Requirement:
Output every entry exactly as it appears.
━━━ Data to examine ━━━
PR #1599, opened 2021-07-12
fix(deps): dsg mui version

yuval-hazaz:
Revert changes made by Renovate that caused the DSG e2e test to fail

- DSG e2e is not included in the CI before merge to decrease the CI run time. We should include the e2e test on PRs created by Renovate


yuval-hazaz:
@all-contributors please add @yuval-hazaz  for  code

Issue #1312, opened 2021-04-09
Client: Build errors visibilty


yuval-hazaz:
**Describe the bug**
When a build failed the detailed errors can only be found in the build log but it is not always trivial to open and read the build log.

**Expected behavior**
The user should view a detailed error in a more obvious place or at least be directed to the build log to look for the detailed error.

yuval-hazaz:
also, when the build failed, the BUILD ID in the footer is not updated with that latest build - so clicking on the BUILD ID takes the user to the previous build instead of the last failed build - and it causes more confusion

PR #1683, opened 2021-07-24
fix(client): Build errors visibility

lalit8347:
#1312 
Updating buildID on build fail fixed.
(This is not an optimal solution, but I have come up with a new solution, will push in new PR soon)


lalit8347:
I tried to solve the bug without contextAPI, but there was nothing to keep track of errors between Commit.tsx and LastCommit.tsx,
so in need to exchange data between sibling components I had to use it.

yuval-hazaz (approved):

PR #1710, opened 2021-08-27
upload the ERD

tupe12334:


yuval-hazaz:
@tupe12334 
I prefer to have a single source of truth for the DB schema - and as of now, it is the Prisma schema file. 
This kind of static ERD requires frequent updates and it will probably be left un-updated 
Also, a static image with ERD is not really usable (as opposed to a dynamic "live" ERD)

PR #1714, opened 2021-08-30
Secrets manager

tupe12334:


packages/amplication-data-service-generator/src/server/static/src/providers/secrets/secretsManager.service.ts
```diff
@@ -0,0 +1,10 @@
+import { Injectable } from "@nestjs/common";
+import { ConfigService } from "@nestjs/config";
+import { SecretsManagerServiceBase } from "./base/secretsManager.service.base";
+
```
yuval-hazaz, line 4: add a comment here to explain to the user to replace the default behavior with a link to docs

packages/amplication-data-service-generator/src/server/static/src/providers/secrets/base/secretsManager.service.base.ts
```diff
@@ -0,0 +1,12 @@
...
+
+export class SecretsManagerServiceBase {
+  constructor(protected readonly configService: ConfigService) {}
+  getSecret<T>(key: string): T {
+    const value = this.configService.get(key);
+    return value;
+  }
+  constants = {
+    JWT_SECRET: "JWT_SECRET",
+  };
```
yuval-hazaz, line 11: it this being used?

yuval-hazaz (changes requested):
@tupe12334 
Good work. 
Please remove all the "auth provider" changes from this PR and keep only the relevant changes so we can push this to master separately.
see more comments inline

PR #1717, opened 2021-08-30
secretsManager files

tupe12334:


packages/amplication-data-service-generator/src/server/static/src/providers/secrets/base/secretsManager.service.base.ts
```diff
@@ -0,0 +1,12 @@
...
+
+export class SecretsManagerServiceBase {
+  constructor(protected readonly configService: ConfigService) {}
+  getSecret<T>(key: string): T {
+    const value = this.configService.get(key);
+    return value;
+  }
+  constants = {
+    JWT_SECRET: "JWT_SECRET",
+  };
```
yuval-hazaz, line 11: why do we need it?

yuval-hazaz (changes requested):

packages/amplication-data-service-generator/src/server/static/src/providers/secrets/base/secretsManager.service.base.ts
tupe12334: for pre defined must have secrets

yuval-hazaz: this is not the responsibility of the secret manager - it should not manage the keys. and, this code is not being used anyway at this PR.

yuval-hazaz (approved):

Issue #4613, opened 2022-12-11
☂️ As Dev - I want to change the Prisma client strategy in the DSG


abrl91:
- [x] create Prisma module and service in the DSG
- [x] use the Prisma module in the root `app.module.ts` 
- [x] use the Prisma service in the entity services
- [x] update the prisma client in `schema.prisma` with the output property
- [x] update nestjs-cli
- [x] update import form `type-fest`

GreenMachine01:
@abrl91 can we close this epic?

abrl91:
Fixed by https://github.com/amplication/amplication/pull/4626Fixed by https://github.com/amplication/amplication/pull/4626Fixed by https://github.com/amplication/amplication/pull/4626

PR #4626, opened 2022-12-12
Implement a new prisma client strategy in the generated app

abrl91:
Close: #4613

## PR Details

- update import form `type-fest`
- update nestjs-cli
- create Prisma module and service in the DSG
- use the Prisma module in the root `app.module.ts` 
- use the Prisma service in the entity services
- update the prisma client in `schema.prisma` with the output property
- add `path` to ts-config in order to be able to use simple import such as `generated-prisma-client` (instead of `../../`
- update clean and seed imports
- update health
- update user data decorator
- update http-exception

## PR Checklist


packages/amplication-data-service-generator/src/server/resource/module/module.base.template.ts
```diff
@@ -1,19 +1,14 @@
 import { Module, forwardRef } from "@nestjs/common";
 import { MorganModule } from "nest-morgan";
-import { PrismaModule } from "nestjs-prisma";
+
```
barshimi, line 3: remove empty line

packages/amplication-data-service-generator/src/server/resource/service/service.base.template.ts
```diff
@@ -1,10 +1,10 @@
-import { PrismaService } from "nestjs-prisma";
+import { PrismaService } from "../../prisma/prisma.service";
```
barshimi, line 1: it would be nice if we'll create alias to pPisma in our generated code instead of import it as it is now

packages/amplication-data-service-generator/src/server/static/src/auth/userData.decorator.ts
```diff
@@ -1,7 +1,7 @@
 import { createParamDecorator, ExecutionContext } from "@nestjs/common";
 import { GqlContextType, GqlExecutionContext } from "@nestjs/graphql";
 //@ts-ignore
```
barshimi, line 3: is it possible to avoid ts-ignore now ?

abrl91: no, because it is still not the correct path. but we need to fix the check on static files and then I think we will be able to remove it

barshimi (approved):

packages/amplication-data-service-generator/src/server/resource/service/service.base.template.ts
abrl91: We will create a new PR and add `webpack.config` file to handle this

abrl91: This was resolved by using `ts.config.json`, providing a "paths"

packages/amplication-data-service-generator/src/server/resource/service/service.template.ts
```diff
@@ -1,6 +1,5 @@
 import { Injectable } from "@nestjs/common";
-import { PrismaService } from "nestjs-prisma";
-
+import { PrismaService } from "../prisma/prisma.service";
```
yuval-hazaz, line 2: this code will never be updated in existing apps because this file is ignored. we need to think how to convert this to the user (docs?)

packages/amplication-data-service-generator/src/server/static/scripts/customSeed.ts
```diff
@@ -1,4 +1,4 @@
-import { PrismaClient } from "@prisma/client";
+import { PrismaClient } from "../prisma/generated-prisma-client";
```
yuval-hazaz, line 1: this code will never be updated in existing apps because this file is ignored. we need to think how to convert this to the user (docs?)

yuval-hazaz (changes requested):

packages/amplication-data-service-generator/src/server/resource/service/service.template.ts
abrl91: I will write a description for the release notes and the docs

packages/amplication-data-service-generator/src/server/static/scripts/customSeed.ts
abrl91: I will write a description for the release notes and the docs

yuval-hazaz (approved):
━━━
Result of the exercise:
PR #1599, opened 2021-07-12
fix(deps): dsg mui version

yuval-hazaz:
Revert changes made by Renovate that caused the DSG e2e test to fail

- DSG e2e is not included in the CI before merge to decrease the CI run time. We should include the e2e test on PRs created by Renovate


yuval-hazaz:
@all-contributors please add @yuval-hazaz  for  code

Issue #1312, opened 2021-04-09
Client: Build errors visibilty


yuval-hazaz:
**Describe the bug**
When a build failed the detailed errors can only be found in the build log but it is not always trivial to open and read the build log.

**Expected behavior**
The user should view a detailed error in a more obvious place or at least be directed to the build log to look for the detailed error.

yuval-hazaz:
also, when the build failed, the BUILD ID in the footer is not updated with that latest build - so clicking on the BUILD ID takes the user to the previous build instead of the last failed build - and it causes more confusion

PR #1683, opened 2021-07-24
fix(client): Build errors visibility

lalit8347:
#1312 
Updating buildID on build fail fixed.
(This is not an optimal solution, but I have come up with a new solution, will push in new PR soon)


lalit8347:
I tried to solve the bug without contextAPI, but there was nothing to keep track of errors between Commit.tsx and LastCommit.tsx,
so in need to exchange data between sibling components I had to use it.

yuval-hazaz (approved):

PR #1710, opened 2021-08-27
upload the ERD

tupe12334:


yuval-hazaz:
@tupe12334 
I prefer to have a single source of truth for the DB schema - and as of now, it is the Prisma schema file. 
This kind of static ERD requires frequent updates and it will probably be left un-updated 
Also, a static image with ERD is not really usable (as opposed to a dynamic "live" ERD)

PR #1714, opened 2021-08-30
Secrets manager

tupe12334:


packages/amplication-data-service-generator/src/server/static/src/providers/secrets/secretsManager.service.ts
```diff
@@ -0,0 +1,10 @@
+import { Injectable } from "@nestjs/common";
+import { ConfigService } from "@nestjs/config";
+import { SecretsManagerServiceBase } from "./base/secretsManager.service.base";
+
```
yuval-hazaz, line 4: add a comment here to explain to the user to replace the default behavior with a link to docs

packages/amplication-data-service-generator/src/server/static/src/providers/secrets/base/secretsManager.service.base.ts
```diff
@@ -0,0 +1,12 @@
...
+
+export class SecretsManagerServiceBase {
+  constructor(protected readonly configService: ConfigService) {}
+  getSecret<T>(key: string): T {
+    const value = this.configService.get(key);
+    return value;
+  }
+  constants = {
+    JWT_SECRET: "JWT_SECRET",
+  };
```
yuval-hazaz, line 11: it this being used?

yuval-hazaz (changes requested):
@tupe12334 
Good work. 
Please remove all the "auth provider" changes from this PR and keep only the relevant changes so we can push this to master separately.
see more comments inline

PR #1717, opened 2021-08-30
secretsManager files

tupe12334:


packages/amplication-data-service-generator/src/server/static/src/providers/secrets/base/secretsManager.service.base.ts
```diff
@@ -0,0 +1,12 @@
...
+
+export class SecretsManagerServiceBase {
+  constructor(protected readonly configService: ConfigService) {}
+  getSecret<T>(key: string): T {
+    const value = this.configService.get(key);
+    return value;
+  }
+  constants = {
+    JWT_SECRET: "JWT_SECRET",
+  };
```
yuval-hazaz, line 11: why do we need it?

yuval-hazaz (changes requested):

packages/amplication-data-service-generator/src/server/static/src/providers/secrets/base/secretsManager.service.base.ts
tupe12334: for pre defined must have secrets

yuval-hazaz: this is not the responsibility of the secret manager - it should not manage the keys. and, this code is not being used anyway at this PR.

yuval-hazaz (approved):

Issue #4613, opened 2022-12-11
☂️ As Dev - I want to change the Prisma client strategy in the DSG


abrl91:
- [x] create Prisma module and service in the DSG
- [x] use the Prisma module in the root `app.module.ts` 
- [x] use the Prisma service in the entity services
- [x] update the prisma client in `schema.prisma` with the output property
- [x] update nestjs-cli
- [x] update import form `type-fest`

GreenMachine01:
@abrl91 can we close this epic?

abrl91:
Fixed by https://github.com/amplication/amplication/pull/4626Fixed by https://github.com/amplication/amplication/pull/4626Fixed by https://github.com/amplication/amplication/pull/4626

PR #4626, opened 2022-12-12
Implement a new prisma client strategy in the generated app

abrl91:
Close: #4613

## PR Details

- update import form `type-fest`
- update nestjs-cli
- create Prisma module and service in the DSG
- use the Prisma module in the root `app.module.ts` 
- use the Prisma service in the entity services
- update the prisma client in `schema.prisma` with the output property
- add `path` to ts-config in order to be able to use simple import such as `generated-prisma-client` (instead of `../../`
- update clean and seed imports
- update health
- update user data decorator
- update http-exception

## PR Checklist


packages/amplication-data-service-generator/src/server/resource/module/module.base.template.ts
```diff
@@ -1,19 +1,14 @@
 import { Module, forwardRef } from "@nestjs/common";
 import { MorganModule } from "nest-morgan";
-import { PrismaModule } from "nestjs-prisma";
+
```
barshimi, line 3: remove empty line

packages/amplication-data-service-generator/src/server/resource/service/service.base.template.ts
```diff
@@ -1,10 +1,10 @@
-import { PrismaService } from "nestjs-prisma";
+import { PrismaService } from "../../prisma/prisma.service";
```
barshimi, line 1: it would be nice if we'll create alias to pPisma in our generated code instead of import it as it is now

packages/amplication-data-service-generator/src/server/static/src/auth/userData.decorator.ts
```diff
@@ -1,7 +1,7 @@
 import { createParamDecorator, ExecutionContext } from "@nestjs/common";
 import { GqlContextType, GqlExecutionContext } from "@nestjs/graphql";
 //@ts-ignore
```
barshimi, line 3: is it possible to avoid ts-ignore now ?

abrl91: no, because it is still not the correct path. but we need to fix the check on static files and then I think we will be able to remove it

barshimi (approved):

packages/amplication-data-service-generator/src/server/resource/service/service.base.template.ts
abrl91: We will create a new PR and add `webpack.config` file to handle this

abrl91: This was resolved by using `ts.config.json`, providing a "paths"

packages/amplication-data-service-generator/src/server/resource/service/service.template.ts
```diff
@@ -1,6 +1,5 @@
 import { Injectable } from "@nestjs/common";
-import { PrismaService } from "nestjs-prisma";
-
+import { PrismaService } from "../prisma/prisma.service";
```
yuval-hazaz, line 2: this code will never be updated in existing apps because this file is ignored. we need to think how to convert this to the user (docs?)

packages/amplication-data-service-generator/src/server/static/scripts/customSeed.ts
```diff
@@ -1,4 +1,4 @@
-import { PrismaClient } from "@prisma/client";
+import { PrismaClient } from "../prisma/generated-prisma-client";
```
yuval-hazaz, line 1: this code will never be updated in existing apps because this file is ignored. we need to think how to convert this to the user (docs?)

yuval-hazaz (changes requested):

packages/amplication-data-service-generator/src/server/resource/service/service.template.ts
abrl91: I will write a description for the release notes and the docs

packages/amplication-data-service-generator/src/server/static/scripts/customSeed.ts
abrl91: I will write a description for the release notes and the docs

yuval-hazaz (approved):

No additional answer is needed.